Eddy Current Pulsed Thermography for Noncontact Nondestructive Inspection of Motor Winding Defects

Abstract

Electrical rotating motor is one of kernel equipment of industrial applications. They are subjected to various thermal, environmental, load stresses that ultimately lead to failure and catastrophic accidents. Winding inter-turn fault is the most severe faults in the motors. Defects inspection is of great significance to ensure safety operation and reduce downtime. In this paper, eddy current pulsed thermography (ECPT) was firstly applied to defect four types of winding defects, namely, transverse crack, slot crack, insulation breakage and insulation thinning. The mechanisms of electromagnetic induction and heat conduction in the process of ECPT are introduced. The electromagnetic fields and temperature distributions of different types of defects are simulated and analyzed through multiphysics-based models. Experiments are conducted on a winding copper bar cracks sample covered by polyimide (PI) film.
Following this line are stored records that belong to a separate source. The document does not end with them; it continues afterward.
PR #5162, opened 2026-08-10
fix(cli): refuse a `gc bd list` projection over a class it cannot see (ga-fq54n)

julianknutsen:
## The bug (ga-fq54n)

win-mc-forge's measurement row #2, the one that started this program, verified
still open on `f08858b8a4`. On a converged split city:

```
gc bd list --metadata-field gc.root_bead_id=<gcg root>   →   0 rows, exit 0
```

Every piece worked as designed. The dialect guard was scoped to `sql`/`query`;
`--metadata-field` is not an id-VALUED flag, so `cmd_bd_by_id.go`'s by-id door
correctly declined it (a QUOTED id decides nothing about ownership —
`cmd_bd_by_id.go:78-81`, `:830-835`); and bd then ran the projection
successfully against the one ledger that holds no `gcg-` row. The value named
an id, but the **verb is a PROJECTION** over a class this ledger cannot see.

The validity of ECPT is verified with the analysis of IR images and thermal responses. In order to further improve the detection capability of ECPT, signal processing algorithms such as Fast Fourier Transform (FFT) and Principal Component Analysis (PCA) are applied to enhance cracks characteristics in the original IR images by eliminating the non-uniform heating effect. Obtained results demonstrated that ECPT is a feasible and effective approach for motor winding defects inspection.